← Back to Reviews
 

Garden State


#604 - Garden State
Zach Braff, 2004



A depressed small-time actor returns to his small hometown for his mother's funeral and proceeds to connect with the locals.

There are certain words that I have to make a conscious effort not to use when it comes to summarising my views on a film because they feel like dismissive cop-outs (though that doesn't always stop me). I bring this up because Garden State almost seems like a film that is explicitly designed to court such shallow criticisms. The film is the passion project of Zach Braff, the man best-known for starring in the long-running hospital sitcom Scrubs (which I have no great affinity for, though I ultimately don't hate it). In addition to starring in this film, he also wrote and directed it; to this end, it seems like a deliberate attempt to write what he knows and build an entire movie out of it. Braff plays a small-time actor living in Los Angeles who has had some success in TV yet still works as a waiter. The plot begins when he is called back to his New Jersey hometown in order to attend his mother's funeral. While there, he proceeds to connect and re-connect with the locals. While several of them tend to be members of his high-school cohort (the most prominent of which ends up being Peter Sarsgaard as a professional grave-digger), the one he ends up being drawn to is a stranger (Natalie Portman) that he meets while waiting to receive a neurological exam. The two form a somewhat unlikely bond over their shared neuroses and odd-couple dynamic, with Portman proving a much more animated counterpart to Braff's incredibly distant protagonist.

Garden State manages the somewhat impressive feat of simultaneously feeling relatable and alienating, which is enough to mean that I can't honestly bring myself to hate it, but I struggle to actually, you know, like any of it. A lot of that has to do with Braff himself, whose heavily medicated character feels like a deliberate attempt to distance himself from the outward wackiness of his most well-known screen persona, and he manages to deliver a fairly decent performance as a result. Unfortunately, that doesn't extend to the rest of the cast. We're supposed to find Portman's bubbly personality as endearing as Braff's character does, but not even the scenes that expose the neurotic vulnerabilities underneath her chipper exterior are enough to distinguish the character for the better. Sarsgaard gives off such a bad first impression that his character's barely-there redemption arc never gains enough traction to feel significant, while Braff's other former classmates aren't even afforded that much definition. Ian Holm is brought in to play Braff's domineering psychiatrist father, but he seems especially wasted on such a minor role.

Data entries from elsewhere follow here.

PR #2435, opened 2025-12-30
Support identifier location in inlay hints

gabritto:
In Strada, identifiers had symbols, and when we synthesized an identifier in a type node, we'd store a symbol in it, which we would later use in inlay hints to obtain a location for an identifier in the inlay hint label parts.
This PR adapts that for Corsa, but instead of attaching a symbol to an identifier, we now have to store this information in a separate map that is provided to the node builder implementation.

All inlay hint existing diffs are now good changes as far as I can tell. The newly accepted diffs are due to a few cases where Strada couldn't provide a symbol for an identifier but Corsa can.

I also had to add code to avoid converting bundled file names to URIs in the tests, as that would cause a crash, and I left a `!!!` for possibly avoiding type node reuse in inlay hints once that's implemented, because I think otherwise we can't easily keep track of the mapping of identifiers to symbols.


internal/ls/inlay_hints.go
```diff
@@ -310,20 +310,24 @@ func (s *inlayHintState) getParameterDeclarationTypeHints(symbol *ast.Symbol) *l
...
+		InlayHintLabelParts: ptrTo(s.getInlayHintLabelParts(typeNode, idToSymbol)),
 	}
 }
 
 func (s *inlayHintState) typePredicateToInlayHintParts(typePredicate *checker.TypePredicate) lsproto.StringOrInlayHintLabelParts {
 	flags := nodebuilder.FlagsIgnoreErrors | nodebuilder.FlagsAllowUniqueESSymbolType |
 		nodebuilder.FlagsUseAliasDefinedOutsideCurrentScope
-	typeNode := s.checker.TypePredicateToTypePredicateNode(typePredicate, nil /*enclosingDeclaration*/, flags)
+	idToSymbol := make(map[*ast.IdentifierNode]*ast.Symbol)
+	// !!! Avoid type node reuse so we collect identifier symbols.
```
weswigham, line 326: q: If we reused a node, wouldn't a `node.Symbol()` suffice for that node, inside `getInlayHintLabelParts`, rather than only looking for the (potentially not) synthesized node's symbol?

gabritto: I think we don't store symbols on identifiers anymore in Corsa, so `node.Symbol()` for an AST identifier would always return `nil`.

gabritto: We could try to obtain the symbol for an AST identifier via checker methods here though. I might consider that solution once we get to it, I don't know which option would be faster.

PR #430, opened 2024-11-19
NODEJS-681: ControlConnection Concurrent Read and Write on .host and .connection

SiyaoIsHiding:


absurdfarce:
Posted a [question](https://datastax-oss.atlassian.net/browse/NODEJS-681?focusedCommentId=55806) on the JIRA issue about this one.  I agree that this fix might be valid on it's own terms but I'm not sure I understand how this fix will address the test failures described there.

SiyaoIsHiding:
Now we see why `_refresh` is called concurrently, I think we should continue the review of this PR.

PR #431, opened 2024-12-19
NODEJS-680: Update and Automate TypeScript Support - 1. config and auth

SiyaoIsTraveling:
I created `tsconfig.json` so that If you run `tsc` command, it will generate type declaration files `.d.ts` and source map files `.d.ts.map` in the folder `dist/lib/`. Therefore, our `package.json` needs to point `main` to `lib/index.js` and `types` to `dist/lib/index.d.ts`.

I also transformed the files in `auth` folder to clear most of the typescript errors. It mostly involves refactoring es5 classes to es6 classes.

I tested this config with [GitHub private npm registry](https://adevait.com/software/publish-private-npm-packages-with-github-package-registry). I published the package privately and tested with a typescript client project. I confirm the type hints and IDE support is working fine for me.

To consider in the future:
1. License headers?
2. Bundling?


SiyaoIsHiding:
Closing because we want to migrate to TypeScript entirely: https://github.com/datastax/nodejs-driver/pull/435

PR #438, opened 2025-04-26
NODEJS-691 Fix generated timestamp on retry

luccailliau:
Hello @absurdfarce,

There is an issue with timestamps generated by timestamp generators in `DefaultExecutionOptions`.
No matter if the request is prepared or not, any retry, including speculative execution, will generate a new timestamp for the query when starting a new execution for the same request object.

As interpreted by Cassandra, the latest timestamp take precedence. Then, queries executed and marked as successful can be overwritten by past queries when retrying the execution.

The user feels that it is a retry but in fact, it is a new query.

This is done by the `WriteQueue` when calling `request.write(...)` which call `writeQueryParameters(...)` and then `getOrGenerateTimestamp()` which always generate a new timestamp for each new execution. It should generate one and use it for each consecutive calls to make a retry operation in Cassandra.

I did not write any tests for this change since I don't have a proper setup and configuration on my side which cause tests to fail. I think testing on the client side only, like this is enough:
```
const request = new ExecuteRequest(...);

const firstBuffers = request.write(...);
const secondBuffers = request.write(...);

assert.deepStrictEqual(firstBuffers, secondBuffers); // At least on the parts for the timestamp
```

Thank you very much,
Have a good day,

Luc

### DIFF
--- a/lib/requests.js
+++ b/lib/requests.js
@@ -121,6 +121,7 @@ class ExecuteRequest extends Request {
     this.params = params;
     this.meta = meta;
     this.options = execOptions || ExecutionOptions.empty();
+    this.timestamp = this.options.getOrGenerateTimestamp();
     this.consistency = this.options.getConsistency() || types.consistencies.one;
     // Only QUERY request parameters are encoded as named parameters
     // EXECUTE request parameters are always encoded as positional parameters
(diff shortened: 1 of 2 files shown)


absurdfarce:
Note: this PR is in reference to [NODEJS-691](https://datastax-oss.atlassian.net/browse/NODEJS-691)

absurdfarce:
I agree that this is an issue (and a pretty significant one) but I'm inclined to say we should address it at a different spot.  More details can be found on NODJES-691; I'd like to keep the conversation going there as much as possible since this issue isn't actually constrained to the code being modified here.

SiyaoIsHiding (approved):
Looks good to me

absurdfarce:
Agree with @SiyaoIsHiding; this looks right to me.  Test run with these changes was as expected so I think we're good to go here!

PR #440, opened 2025-05-05
Cancel scheduled ControlConnection refresh if shutdown was called

betalb:
Store timeout, used to schedule refresh call, and clear it on shutdown.

Even though refresh call has check if shutdown was called, timeout itself may prevent nodejs process from shutting down until timeout is reached.

I have some concerns about test itself. Not sure that all the setup steps are required. But I've copied it mostly from previous test "should reconnect when all hosts go down and back up". What I wanted from the test:
 * spin up cluster
 * open control connection and ensure that it is live
 * stop cluster
 * call control connection shutdown
 * verify that refresh was not called

So the main test is pasted below, the rest is a boilerplate copied from other test.

```javascript
// start spying on _refresh calls
cc._refresh = sinon.spy(cc._refresh);

cc.shutdown();

// wait for reconnectionDelay with 10% lag
await helper.delayAsync(parseInt(reconnectionDelay * 1.1, 10));

assert.ok(cc._refresh.notCalled);
```

### DIFF
--- a/lib/control-connection.js
+++ b/lib/control-connection.js
@@ -99,6 +99,8 @@ class ControlConnection extends events.EventEmitter {
     this._topologyChangeTimeout = null;
     // Timeout used for delayed handling of node status changes
     this._nodeStatusChangeTimeout = null;
+    // Timeout used for scheduling reconnect
+    this._reconnectTimeout = null;
 
     if (context && context.borrowHostConnection) {
       this._borrowHostConnection = context.borrowHostConnection;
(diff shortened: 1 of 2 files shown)


betalb:
Need to refresh my memory. There is one more suspicious timeout created in `_waitForReconnection`, but I remember that I've spotted it as well. But, most likely, I've ignored it because it is small (2s).

I have a code that handles this timeout as well, but need to write a test for this particular case.

betalb:
Ah, no, there was another reason why I decided not to handle timeout in `_waitForReconnection` explicitly. During shutdown `newConnection` event is emitted (with error) which triggers cleanup of this timeout. Probably small comment will make sense.

toptobes:
I believe [timeout.unref()](https://httptoolkit.com/blog/unblocking-node-with-unref/) should achieve the same goal, but cleaner:
```js
setTimeout(() => this._refresh(), delay).unref();
```

betalb:
I'm can't be 100% sure that `_refresh` calls can't be overlapped if they are called outside and from within timeout handler

SiyaoIsHiding:
`ControlConnection.shutdown()` is only called in `client.shutDown()`, and when a user wants to shut down a client, I believe we don't want the refresh to happen at all, regardless of whether it blocks the event loop or not.
So I think we should `clearTimeout` instead of `unref()` on this one, what do you think?

PR #441, opened 2025-05-20
NODEJS-692: Add Node.js v24 to CI

SiyaoIsHiding:


absurdfarce:
Jenkins build running now; assuming everything is green there with these changes I think we're ready to go.

SiyaoIsHiding:
Updating Kerberos' version because the old one is not compatible with Node.js 24.

PR #442, opened 2025-05-21
NODEJS-693: Remove broken jsdoc from 4.8.0

SiyaoIsHiding:


absurdfarce:
I can't speak to the JS file changes but the changes to docs.yaml looks like what I would expect.

PR #448, opened 2025-12-05
NODEJS-696: Migrate Travis CI to Github Action

SiyaoIsHiding:
Migrate existing Travis CI tests, also remove Node.js 16.x and add 24.x. Cuz 16.x is EOF and 24.x is the new LTS.


.github/workflows/travis-ci.yml
```diff
@@ -0,0 +1,84 @@
...
+
+
+  unit-latest-deps:
+    name: Unit tests w/ latest dependencies - Node.js 20.x
+    runs-on: ubuntu-22.04
+    steps:
+      - uses: actions/checkout@v4
+      - uses: actions/setup-node@v4
+        with:
+          node-version: 20.x
```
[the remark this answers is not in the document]
SiyaoIsHiding: Will the next GH Action job pick up the cached latest dependencies instead of the fixed dependencies in the package-lock.json?

.github/workflows/travis-ci.yml
```diff
@@ -0,0 +1,84 @@
...
+    steps:
+      - uses: actions/checkout@v4
+      - uses: actions/setup-node@v4
+        with:
+          node-version: 18.x
+          cache: 'npm'
+
+      - run: npm install
+
+      - run: npm install typescript@4.9.x --no-save
```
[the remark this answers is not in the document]
SiyaoIsHiding: I just wanted to make it clear that version 4.9 overrides

absurdfarce:
@SiyaoIsHiding we can completely close this out in favor of #454 now right?

SiyaoIsHiding:
I don't think so. Travis CI runs `eslint` and the TypeScript tests, while https://github.com/apache/cassandra-nodejs-driver/pull/454 is about unit tests and integration tests.

absurdfarce:
Okay, then we should probably find some way to merge these checks into what's being run by the CI.  There really isn't any notion of what TravisCI used to provide since this project has been donated; the actual CI is entirely public so there's no real reason to have some kind of "pre-check" for PRs when we can just run the CI against them.

.github/workflows/travis-ci.yml
```diff
@@ -0,0 +1,84 @@
...
+      matrix:
+        node: [18.x, 20.x, 22.x, 24.x]
+    steps:
+      - uses: actions/checkout@v4
+      - uses: actions/setup-node@v4
+        with:
+          node-version: ${{ matrix.node }}
+          cache: 'npm'
+      - run: npm install
+      - run: npm test
```
absurdfarce, line 70: Note that this only winds up running unit tests because of the [package.json config](https://github.com/apache/cassandra-nodejs-driver/blob/v4.8.0/package.json#L44)

.github/workflows/travis-ci.yml
```diff
@@ -0,0 +1,84 @@
...
+
+      - run: npm install typescript@4.9.x --no-save
+
+      - run: |
+          pushd test/unit/typescript/
+          npx tsc -p .
+          node -e "require('./api-generation-test').generate()" > generated.ts
+          npx tsc generated.ts
+
+  typescript-latest:
```
SiyaoIsHiding, line 40: We will put this into the public CI GA, with a matrix of TypeScript Transpiler (4.9, 5.9, 6.0)

.github/workflows/travis-ci.yml
```diff
@@ -0,0 +1,84 @@
...
+      - uses: actions/checkout@v4
+      - uses: actions/setup-node@v4
+        with:
+          node-version: ${{ matrix.node }}
+          cache: 'npm'
+      - run: npm install
+      - run: npm test
+
+
+  unit-latest-deps:
```
SiyaoIsHiding, line 73: To remove, and to discuss with Jorge

absurdfarce: For context @jorgebay: a short summary of the discussion @SiyaoIsHiding and I had about this specific point this morning.  This feels like a pretty unusual situation; the user would have to explicitly override the versions specified in package-lock.json to get to something like this.  If they do that they're testing with different dependencies than what we use so all bets are really off at that point.

Additionally, I could see something like this as an exercise during the development process, maybe something to check for newer versions of deps.  But I don't think we want it running with all (or even some) of our CI builds do we?  I can see a case for automating it (again as a means of detecting more recent versions of deps that we may want to upgrade to) but it's far from clear to me it belongs here.

jorgebay: Correct, this is not what you usually want to test.

For the record, when installing the driver as a dependency, only the package.json file is used, the package-lock file used is only the one from the parent project (not the dependency's).

TLDR: it's not "crazy" to test it like this, it's unusual. The user will still may run into deps issues when they have conflicting dependencies. In any case, the number of prod dependencies in this project is super low.

absurdfarce:
As discussed above these changes have been folded into #454

PR #453, opened 2026-02-03
CASSNODEJS-2: CONTRIBUTING md

SiyaoIsHiding:


jorgebay (approved):

README.md
```diff
@@ -34,9 +33,19 @@ $ npm install cassandra-driver
...
 - [FAQ][faq]
 
-## Getting Help
+## Contribution and Communication
 
-You can use the [project mailing list][mailinglist] or create a ticket on the [Jira issue tracker][jira].
+Please refer to the [CONTRIBUTING.md](CONTRIBUTING.md) for details on how to contribute to the project.
+
+1. **Mailing List**:
+    - https://groups.google.com/a/lists.datastax.com/g/nodejs-driver-user
```
absurdfarce: The Google Group has been deactivated (as much as I was able to) and a message has been posted there directing everybody to ASF Slack.  I'd argue we should remove this entirely and only point people at ASF Slack or the dev ML.

README.md
```diff
@@ -250,7 +259,7 @@ The current version of the driver offers support consistent with this policy for
 
 - Apache Cassandra versions 3.0 and above.
 - DataStax Enterprise versions 5.1 and 6.8.
-- Node.js versions 18.x, 20.x, and 22.x.
+- Node.js versions 20.x, 22.x, and 24.x.
```
absurdfarce, line 262: We're coming up on a scheduled release for node.js 26.x as well... is the goal here to get this out _before_ 26.x goes live (with the expectation of adding explicitly 26.x support in the next release)?

package.json
```diff
@@ -52,6 +52,6 @@
     "eslint": "eslint lib test"
   },
   "engines": {
-    "node": ">=18"
+    "node": ">=20"
```
absurdfarce, line 55: Apologies for the noob question but what's the correlation here between engines and node.js releases?

absurdfarce (changes requested):
I would like to get rid of the remaining reference to the Google Group but otherwise this looks ready to go!  A few minor questions when looking over this but overall this looks really good!

package.json
SiyaoIsHiding: Related because we changed the supported Node.js versions in README.md. I can submit this change in another PR and ask for 2 committers to review again, but we definitely should not claim the engine requirement of `>=18`, because we just do not support node.js 18 anymore.

README.md
SiyaoIsHiding: We should only add 26.x as the supported Node.js versions in the README.md when we actually add 26.x to the CI, regardless of release plans. Otherwise, users will find 26.x as supported in the README.md and get confused.

README.md
SiyaoIsHiding: Updated, also removed this obsolete google mailing list reference from several other doc

README.md
absurdfarce: Understood @SiyaoIsHiding ... I guess that's why I was wondering if we were trying to get this out before 26.x comes out.  Adding support for a new runtime version is always unpredictable and could delay things.  I would _hope_ we'd get this version out before then... just wanted to check.

absurdfarce (approved):
All right, I'm good (in fact very good) with this after your last round of changes @SiyaoIsHiding.  Thanks for seeing this through!

absurdfarce:
This PR still needs to be squashed down to a single commit so we can rebase it.  I'll leave that to you @SiyaoIsHiding ... if you need anything from me to get this into trunk just let me know and we'll make it happen!

PR #454, opened 2026-02-17
CASSNODEJS-3: Public CI after Donation

SiyaoIsHiding:
This PR will add a GitHub Action to run unit tests and integration tests against different OSS Cassandra versions and Node.js versions. Example run: https://github.com/SiyaoIsHiding/nodejs-driver/actions/runs/22090488378

The **token range test** has to be fixed because CCM [changed](https://github.com/apache/cassandra-ccm/blob/0b19c8eef37db2e11ecf5b27c42c883be88830ce/ccmlib/cmds/cluster_cmds.py#L295-L301) the default vnode token numbers for [CASSANDRA-13701](https://issues.apache.org/jira/browse/CASSANDRA-13701) since C* 4.0+. To verify whether the driver's metadata has the correct token count, it's more reliable to actually `SELECT tokens FROM system.local` instead of calculating 2*16.

The **license header** test has to be fixed due to incorrect escaping.


jorgebay (approved):
Awesome!

.github/workflows/test.yml
```diff
@@ -0,0 +1,181 @@
...
+          mkdir -p /home/runner/workspace/tools/ccm/ssl/
+          cd /home/runner/workspace/tools/ccm/ssl/
+          keytool -genkey \
+            -keyalg RSA \
+            -alias cassandra \
+            -keystore keystore.jks \
+            -storepass cassandra \
+            -keypass cassandra \
+            -validity 364635 \
+            -dname "CN=Philip Thompson, OU=TE, O=DataStax, L=Santa Clara, ST=CA, C=TE"
```
absurdfarce: Semi-nit: we should probably get Philip's name out of here... and remove references to DataStax as well

absurdfarce (approved):
Looks like a good impl for a CI process.... nice work @SiyaoIsHiding!

Had a suggestion for a minor cleanup but it's definitely not essential; I wouldn't have a problem if this went in as-is.

.github/workflows/test.yml
SiyaoIsHiding: CN=Jane He, O=ASF

SiyaoIsHiding:
We decided to merge https://github.com/apache/cassandra-nodejs-driver/pull/448 into this github action. Specifically,
1. Node.js versions and TSC versions are added as matrix instead of an old fixed version and latest version pair
2. We are considering removing unit-latest-deps. Quoting from Bret
> This feels like a pretty unusual situation; the user would have to explicitly override the versions specified in package-lock.json to get to something like this. If they do that they're testing with different dependencies than what we use so all bets are really off at that point.
Additionally, I could see something like this as an exercise during the development process, maybe something to check for newer versions of deps. But I don't think we want it running with all (or even some) of our CI builds do we? I can see a case for automating it (again as a means of detecting more recent versions of deps that we may want to upgrade to) but it's far from clear to me it belongs here.

3. For TSC 4.9 and 6.0 to work
a. I had to upgrade `@types/node` from 18.x to 20.x. `@types/node` is supposed to align with the Node.js version. As the oldest Node.js version we support is 20.x, we should upgrade `@types/node` from 18.x to 20.x.
b. TSC 6.0 has some breaking changes. 
1️⃣ is that we have to explicitly specify `"types": ["node"],` in the tsconfig.json ([Ref](https://devblogs.microsoft.com/typescript/announcing-typescript-6-0/#types-now-defaults-to-[])). 
2️⃣  is that running `tsc` specifying a file when a `tsconfig.json` is present but ignored is considered confusing, so`tsc generated.ts` will fail, we have to use `npx tsc generated.ts --ignoreConfig --types node` instead.([Ref](https://devblogs.microsoft.com/typescript/announcing-typescript-6-0/#specifying-command-line-files-when-tsconfig.json-exists-is-now-an-error)).
3️⃣ TSC 6.0 transpiles `import * as root from "../../../index";` differently, emitting an additional `root.default`, but also does not recognize `root.default` as a property, so it fails. We had to except `default` when printing objects from `root` now.

I'd really appreciate it if @toptobes can help me review whether these TSC 6.0 changes make sense.

toptobes:
@SiyaoIsHiding Regarding TSC 6.0, there shouldn't be any issue with upgrading `@types/node` and setting `"types": ["node"]` specifically. I do have a few things to say regarding points `3.2️⃣` and `3.3️⃣` though:

So firstly you are correct about needing to use `--ignoreConfig` if you're trying to transpile a specific file. However, I think you're overthinking slightly 🙂. You can just run `npx tsc` yet again which will transpile the newly generated `generated.ts` amongst the other TS files. 
- Yes, it'll take an extra maybe .5 seconds, but it saves you needing to do a brittle version check and use different options for each, and it especially saves you from having to restate options that are otherwise in the tsconfig, again in the command line (such as `--types node`)

Basically, the action can be updated to just be this:
```sh
cd test/unit/typescript/
npx tsc
node -e "require('./api-generation-test').generate()" > generated.ts
npx tsc --noEmit
```
- This works on both `4.9` and the latest `6.0`–I checked
- Also, thanks for teaching me about `pushd`! Very useful

However simplifying the action to the above requires on following the solution to the next topic, which is related to why `root.default` is a thing, and how it can be fixed.

The reason for your new `.default` friend is because `esModuleInterop` and `allowSyntheticDefaultImports` are now always `true` and you aren't even allowed to disable them without explicitly setting `"ignoreDeprecations": "6.0"` in your tsconfig (see [[1](https://www.typescriptlang.org/docs/handbook/release-notes/typescript-6-0.html#combining---moduleresolution-bundler-with---module-commonjs)] [[2](https://www.typescriptlang.org/docs/handbook/release-notes/typescript-6-0.html#combining---moduleresolution-bundler-with---module-commonjs)])

To fix the issue, just use `import root from "..."` instead and to compensate for the older versions, explicitly set `"allowSyntheticDefaultImports": true` and `"esModuleInterop": true` in your tsconfig.

Then, you won't even need to exclude `"default"` in `api-generation-test.ts`, because it won't be generated!

.github/workflows/test.yml
```diff
@@ -0,0 +1,222 @@
...
+  contents: read
+  actions: read
+  checks: write
+jobs:
+  eslint:
+    name: Run eslint
+    runs-on: ubuntu-latest
+    strategy:
+      matrix:
+        NODE_VERSION: ["20", "22", "24"]
```
toptobes: I don't think the node version will change eslint's output since it's strictly static analysis. Correct me if I'm wrong though

.github/workflows/test.yml
```diff
@@ -0,0 +1,222 @@
...
+      fail-fast: false
+    steps:
+      - uses: actions/checkout@v4
+      - uses: actions/setup-node@v4
+        with:
+          node-version: ${{ matrix.NODE_VERSION }}
+          cache: "npm"
+      - run: npm install -g eslint@4
```
toptobes, line 21: This is a very old version of eslint. Would there be any issues with using a newer version?

.github/workflows/test.yml
```diff
@@ -0,0 +1,222 @@
...
+        TSC_VERSION: ["4.9", "5.9", "6.0"]
+      fail-fast: false
+    steps:
+      - uses: actions/checkout@v4
+      - uses: actions/setup-node@v4
+        with:
+          node-version: ${{ matrix.NODE_VERSION }}
+          cache: "npm"
+
+      - run: npm install
```
toptobes: Generally `npm ci` is better than `npm install` here since it'll follwo the package-lock.json strictly rather than installing whatever's the latest from package.json

toptobes (approved):

.github/workflows/test.yml
SiyaoIsHiding: A newer version eslint will need quite some changes, as I remember from last time I tried. At least, we need to migrate to the new config file format. I don't think the efforts would be worth it now cuz we will move to TypeScript soon anyway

The film as a whole does tread into somewhat interesting territory as Braff's trip home forces him to confront a variety of problems both dormant and active, such as deep-seated psychological issues related to his mother, especially in regard to her life and death. This only works to add a through-line to a film that is otherwise built out of some extremely patchy vignettes as Braff encounters a variety of eccentric characters living in bizarre domiciles. The slightly exaggerated small-town nuttiness and the ways in which it ties into the film's plot isn't exactly implausible but none of it ever feeds into the main narrative in an organic way. It's not amusing in either a broad or subtle manner; without the balance, the dramatic side of things feels hollow. The unimpressive nature of the film's plot is reflected by the extremely standard film-making style where any flourish serves to detract from rather than enhance the finished product. I get that it's cool to hate Garden State because of its approach to the material that is idiosyncratic without feeling innovative or even charming in its own weird way, but it's not as if the criticisms are without merit as the film fails to leave much (if any) positive impressions.